Five partners from the Europeana Newspapers Project travelled to Munich on June 26th for a workshop at the LIBER 2013 conference – a major gathering for library professionals from around the world. The workshop was attended by 30 people. Through a series of presentations, the participants were introduced to the work of Europeana Newspapers and learned about best-practice techniques related to the refinement and enrichment of digital newspapers.
The workshop was based around three types of activities:
- Presentations of the project’s activities, aimed at sharing best-practice techniques.
- Buzz Groups, where participants could discuss the presentations and write down questions for the panel discussion.
- A panel discussion, where participants had a chance to pose questions to the project’s partners.
Marieke Willems from LIBER opened the workshop with an introduction to Europeana Newspapers and the structure of the workshop.
The survey is now being re-conducted, to allow more libraries to share their experience with newspaper digitisation. Add your voice.
The final workshop speaker was Günter Mühlberger from the University of Innsbruck.
He spoke about the ENMAP metadata profile being used by the project. A public version of this profile will be available in October. Mühlberger said that ENMAP provided a practical solution for coping with different data formats, and that this was important for a project aiming to create and make vast amounts of digital data accessible. He finished his presentation with food for thought on structural metadata: what is a headline, an advertisement, supplement or an opinion section?
The second part of the workshop was moderated by Alastair Dunning. On the panel were two of the speakers – Clemens Neudecker and Stefan Pletschacher – along with Birgit Seiderer (Bavarian State Library) and Tomas Foltyn (National Library of the Czech Republic).
The discussion started with the question: “Do you give the institutions a copy of the re-processed data?”. Neudecker confirmed that this was the case, and added that the workflow of the project also allowed libraries to evaluate old and new results after processing.

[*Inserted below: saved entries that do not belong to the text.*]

PR #180, opened 2016-08-02
X22 device status

ps2:


RileyLink/DeviceDataManager.swift
```diff
@@ -242,46 +370,45 @@ class DeviceDataManager {
 
     init() {
```
loudnate, line 371: Sorry to burden you with the haphazard expansion of Loop's DDM. I promise this will be refactored as things settle.

ps2, line 371: No worries; I'm just bringing RL up to speed with Loop, so when you do the refactoring, I can ~~steal~~ reuse your awesome ideas more easily. ;)

RileyLinkKit/PumpOpsSynchronous.swift
```diff
@@ -435,19 +435,20 @@ class PumpOpsSynchronous {
...
 
 public struct PumpStatus {
-    let clock: NSDateComponents
-    let batteryVolts: Double
-    let batteryStatus: BatteryStatus
-    let suspended: Bool
-    let bolusing: Bool
-    let reservoir: Double
-    let model: PumpModel
+    public let clock: NSDateComponents
```
loudnate, line 444: ah sorry for not catching this sooner!

loudnate:
LGTM ++

NightscoutUploadKit/NightscoutUploader.swift
```diff
@@ -122,20 +122,6 @@ public class NightscoutUploader {
         uploadToNS(treatments, endpoint: defaultNightscoutTreatmentPath, completion: completionHandler)
     }
 
-    public func getPumpStatusFromMySentryPumpStatus(status: MySentryPumpStatusMessageBody) throws -> PumpStatus {
```
loudnate, line 125: Why did you remove this, exactly? Is there an alternative method for uploading these values from MySentry records, or were you thinking you wanted all pumps to wake+poll (which I, personally, would not want to do)

ps2, line 125: That was just the logic to convert MySentryPumpStatusMessageBody into PumpStatus.  I moved it into DDM, as it felt out of place in the uploader (really uses no state of the uploader).  https://github.com/ps2/rileylink_ios/blob/dev/RileyLink/DeviceDataManager.swift#L212-L226

Looking at that, I see I forgot to convert the throw.

Where would you suggest logic like this resides?  While I don't want to clutter up DDM too much, things that bridge frameworks (like this method bridges MinimedKit and NightscoutUploadKit models) seem to be ending up here (in DDM) at the high level, and that at least does have the advantage of keeping the frameworks focused.

ps2, line 125: And yeah, I have no intention of not uploading from MySentry or forcing polling.

loudnate, line 125: If you're OK with MinimedKit remaining a dependency on Nightscout upload it, then I'd make it a convenience initializer on PumpStatus. 

I didn't see it moved to DDM, sorry - I think that's a perfectly reasonable step in a path to allow NightscoutUloadKit to stand alone

PR #183, opened 2016-08-03
Loop optional values, and COB status

ps2:
Make certain values optional for NS upload, as we might not have them. Also, add carbs on board status for reporting, since Loop uses carbs in its calculations.


loudnate:
LGTM

PR #187, opened 2016-08-04
Timer tick always on

ps2:
Ran this overnight and today, and it seems to be working well.


RileyLink/DeviceDataManager.swift
```diff
@@ -301,8 +292,13 @@ class DeviceDataManager {
                 }
             })
         }
+
+        if lastHistoryAttempt == nil || lastHistoryAttempt!.timeIntervalSinceNow < (-5 * 60) {
```
loudnate: `(-5 * 60)` can be swapped with `NSTimeInterval(minutes: -5)`

loudnate:
LGTM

Other topics raised during the discussion included:
- Named Entity Recognition (NER) – Challenges were discussed, including historical spelling variations and the occurrence of different spellings between various source materials. The Europeana Newspapers Project is developing NER software (the training data in 4 languages will follow in the second half of 2013) that is freely available here: https://github.com/KBNLresearch/europeananp-ner. The software was build upon the open source technology from Stanford University http://nlp.stanford.edu/software/CRF-NER.shtml and inspired on the work carried out by INL in Leiden during IMPACT, on which you can find more information here: http://www.digitisation.eu/tools/browse/toolbox-for-lexicon-building/named-entities-recognition-tool-nert/. All panellists stated that the extending of NER for other languages would be interesting.
- Crowd Sourcing – Several questions came up concerning crowd sourcing that includes user features. Pletschacher said one study had shown that user-feature systems are often not appealing or user-friendly. Dunning disagreed and mentioned two examples from Australia http://trove.nla.gov.au/general/participating-in-digitised-newspapers-faq/and the UK http://blogs.ucl.ac.uk/transcribe-bentham/ that worked very well. Foltyn spoke about his idea to establish a step-by-step method of correcting errors in digitised content by way of crowd sourcing. The discussion ended with Dunning’s observation that niche sourcing (a more targeted type of crowd sourcing) was also a possibility.
- Metadata and Zoning – Different approaches of defining structural metadata. In the case of newspapers, it was felt that the structure and layout characteristics affected the meaning and perception of the text. These issues were still being discussed and defined.
- User Behaviour – A delegate from Latvia stated that some users were reluctant to consult the digital version of a newspaper. Seiderer said that some researchers needed to consult physical newspapers because they were looking for personal notes, or examining the type of ink and paper used. In other words, they were looking for more than the historical content in the newspaper.
The final question concerned the difficult field of copyright and personal rights for 20th century newspapers. It was noted that the issue of rights is handled very differently across Europe, and that examples from Norway and Switzerland show that newspaper publishers are ready to cooperate with libraries to make more recent content available.
The Europeana Newspapers Project will hold two more workshops, where you can learn more about the work we are doing with digital newspapers.
- “Aggregation and Presentation” at the joint The European Library conference “Improving innovation in Europe” on September 16th in Amsterdam. http://www.eventbrite.nl/org/3891830439?s=14727265
- “European Newspapers and the Digital Agenda for Europe”, on September 29-30th at the British Library in London.